It seems that all aspects of the data underlying decision making within the financial services community are under the microscope at the moment and last week’s FISD issue brief highlighted that index and benchmark data is no exception. Panellists including representatives from the whole range of participants in the index and benchmark community noted that clients are requesting the ability to be able to drill down into and cross reference this data on a regular basis.
The sophistication and complexity of the indices being offered on the market has not helped matters: the industry has come a long way over the last decade in this regard and the underlying data has evolved along with it. For example, there has been a move from providing just pure benchmarking indices, which track the performance of a particular market, to an increase in the number of investable type indices, which allow firms to invest in a certain asset type or market that may not be available for direct investment. This trend entails a range of new data sources being added to the mix, some of which may be difficult to source and verify.
The tensions facing the index provider can also vary depending on the intention of the client with regards to the internal and external use of the benchmark data. Various external indices have been established by vendors to take into account internal customised benchmarks within their clients, for example, and dealing with custom indices and blends is a challenge within itself. Exactly who owns these benchmarks can be a significant issue, explained one panellist.
On this note, the customisation aspect of indices has increased, said panellists, especially within the community of larger clients. This, in turn, has pushed up costs and put greater pressure on firms with regards to providing transparency into these tweaks and customisations and their impact on the overall benchmark. The cross referencing of this data is increasingly important as a result.
The use of indices is also no longer limited to these larger players, however; even hedge funds are getting in on the action. With such a wide range of clients using the data and all of them using it for different ends, the standardisation of the underlying data becomes even more critical, agreed panellists. Ensuring standards are put in place and adhered to is therefore of increasing importance, as well as meeting demand for additional data for reporting purposes.

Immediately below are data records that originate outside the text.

PR #7729, opened 2024-02-13
Replace takes into account alias attribute

### LINKED ISSUE #7720: CLI -o config overrides should accept aliases as documented
### Expected behavior
As indicated by `man alacritty`, the `-o` option can be used to override configuration from the `alacritty.toml` config file with the properties specified by `man 5 alacritty`. One would therefore expect that
```alacritty -o 'colors.cursor.cursor="CellBackground"'```
leads to an invisible cursor.

### Actual behavior
Instead, it gives the error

Panellists noted that corporate actions could also cause problems in the day to day lives of those involved in the index business. Client committees can only go so far in determining strategies to cope with these events ahead of time, after all. This can therefore mean delays are introduced as index providers seek out input on the correct methodologies required to deal with events such as spin offs and dividends.
The dynamics that are affecting the risk management and pricing functions such as the pressure on data transparency (see more on which here) are therefore having a serious impact on the index provider space, all at a time when there is downward pressure on costs. Much like the wider market and reference data space, clients are asking for more for less on all fronts.